The task: Once the lines below holding the string "path" are counted, give that number alone.

Data provided:
:::

PR #2187, opened 2026-09-09
feat(telemetry): log request path in HTTP response logs

YorviArias:
Feature: 
- HTTP response logs showed only status and duration, not which request they were for
- Added the method and path to the log line
- Removed Phoenix's default line for the same event, so each response logs once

:::

Solution below: 2